As it happens, the technical damage done to gold on Friday does not impress some chart readers.

Dow Theory Letters' Richard Russell shrugged it off: "The daily chart of gold ... shows a head-and-shoulders bottom. More recently, an upside breakout from the pattern. Today we have a pullback to the breakout or resistance ... line. If gold can hold at 1,100 or above, it will be impressive."

Even the much-more-nervous Dan Norcini at JSMineset.com found some comfort: "Price collapsed down past the initial support line ... before finding some buying at the second level near $1,130. This level is strong support, and the fact that it held is encouraging."

But the new conventional Wall Street bear case against gold -- that now only the U.S. dollar is a hedge against financial-system risk -- was expressed with uncharacteristic forcefulness by the HSBC gold analyst on Friday:

"Further bullion liquidation likely as risk sentiment may drop more in the wake of the Goldman news. In the near term, we expect the developments surrounding Goldman to overshadow all other issues that previously dominated gold trading. Near-term market sentiment looks bearish, and further losses are likely, in our opinion."

Contradicting this are a series of interesting posts by dot-com litigation veteran Henry Blodgett on his Business Insider Web site. Blodgett thinks that Goldman will make the SEC threat go away inexpensively (by Goldman standards).

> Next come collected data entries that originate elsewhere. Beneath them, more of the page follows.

PR #8529, opened 2026-06-21
feat(undo): add local undo redo for task operations

Zinko0:
## Addressing the code review 

This revision keeps undo local-only while persisting and syncing the compensating actions required to reproduce the resulting task state on other devices.
This is related to issue #7244  
and the continuation of the PR #7842  

## Solution

- Only registry-supported task operations are added to the undo stack, so unrelated persisted operations no longer block Ctrl+Z.

- Undo snapshots are captured before reducers run and stored only in local in-memory undo state, keyed by operation id. They are not persisted in IndexedDB or sent through SuperSync.

- Compensating actions skip snapshot capture and are persisted/synced without being added back to the undo stack.

- Added a re-entrancy guard to undo/redo and ignores repeated Ctrl+Z key events.

- Replaced stale redo-stack behaviour with a one-shot snackbar restore. Redo dispatches the original action as a fresh operation, preserving normal op-log ordering.

- Clears undo state after full data imports via loadAllData.

- Restored the existing “Go to task” action for task-created snacks; Undo is available through Ctrl+Z and the dedicated undo feedback.

- Uses translated undo/redo labels and translated error messages.

- Reused the canonical operation payload extraction and operation-to-action conversion paths.

- Fixed update undo for previously absent task fields by removing those fields instead of assigning undefined.

- Demoted the periodic operation-write log from normal to verbose.

- Added filterNonCompensatingAction() to relevant task effects.

To prevent regressions, we also added a local ESLint rule: any dispatching effect that listens to TaskSharedActions.* must use filterNonCompensatingAction(). This is intentionally broader than the current undoable-action list, so future task undo support is protected without maintaining a second allow-list. Effects with { dispatch: false } remain exempt because they cannot emit phantom NgRx operations. Please let us know whether this is the enforcement approach you had in mind.

We also changed the undo order so the compensating action is dispatched before the undo stack is mutated. This guarantees that the compensation has been applied by the reducer before the operation moves from the undo stack. It does not wait for the asynchronous op-log persistence to succeed: adding that confirmation/rollback path would require a larger change to the op-log write contract, which we intentionally kept out of this revision.
  
## Type of Change

- [ ] Bug fix
- [ X ] New feature
- [ ] Breaking change
- [ ] Refactoring
- [ ] Documentation
- [ ] Other (please describe)

## Checklist

- [ X ] I have run `npm run checkFile` on changed `.ts`/`.scss` files
- [ X] I have added tests for my changes (if applicable)
- [ X] Existing tests still pass
- [ X] My commit messages follow the Angular format (`type(scope): description`)


johannesjo:
I've been going back and forth on this the whole day, really unsure what to do with it.

@Zinko0 @Sofiaaleixo – first, I owe you an apology: you flagged early that proper undo was a much bigger architectural change than planned, and I kept giving the go-ahead anyway and even encouraged the direction. I should have made my concerns about this clearer and had a more thourough look at the long term costs this would introduce.

I'm not decided yet and I'd rather talk this through than hand down a verdict – but I want to be honest about where I'm leaning so we're discussing the real thing.

I'm leaning against merging this, the reason being that it's a large amount of code, to do undo properly across all the cases it will have to grow significantly more, and all of it lives in the most crucial, sync-critical parts of the app. I'm almost certain that combination means an ongoing stream of maintenance and subtle, hard-to-debug user-facing issues for a long time before it stabilizes – if it ever fully does. That's a long-term cost I'm very wary of taking on, even though the model is right and the work is careful. And currently it is missing some crucial parts that would make the experience seamless, most importantly redo functionality. Another important aspect is that there hasn't really been a strong demand for this to justify the costs involved.

So before anything's decided, I'd like to discuss it with you. I think there are 4 options:

1. Ship a much leaner version of this
2. Do a more complete version including redo functionality #8554
3. Drop this completely
4. Park this until a bigger demand for the feature arises and then do the more complete version #8554

But before I decide I want your take first – you've been deep in this and may see options or trade-offs that I'm missing.

Sofiaaleixo:
Thanks for taking the time to think this through so carefully, and we really appreciate you opening the discussion rather than just making the decision outright.

After giving it a lot of thought ourselves, I think we've come to the same conclusion. While we still believe the approach is sound, we agree that the long-term maintenance cost and complexity—especially in such a sync-critical part of the app—are hard to justify right now, particularly without redo and without a strong demand for the feature.

Because of that, we've decided that we're okay with dropping it for now. It's definitely disappointing after the work that went into it, but I think it's the right call given the trade-offs. If there's ever stronger demand in the future, we'd be happy to revisit it with a more complete design.

Thanks again for taking the time to explain your reasoning—it made the decision a lot easier to understand. And I'm sorry for taking so long to reply.

johannesjo:
Thank you very much for your understanding. I am closing this then.

johannesjo:
Closing this as we agreed in the thread above — sorry it stayed open so long after I said I would. Thanks a lot for the work you put into it.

If true, of course, this means the new conventional Wall Street risk-aversion gold-bearish thesis is null in this case.

Or there's Lemetropolecafe's long-standing benchmark, Indian gold-market premiums.

The concept is that India and the Eastern physical market generally are little influenced by Wall Street concerns, but are responsive to lower prices. India is the world's largest gold importer. Indians actually consume gold, as jewelry for brides. And they were importing Friday morning -- even before gold's down gap.

After the Goldman news, Lemetropolecafe drily predicted: "Indians toast Goldman Sachs."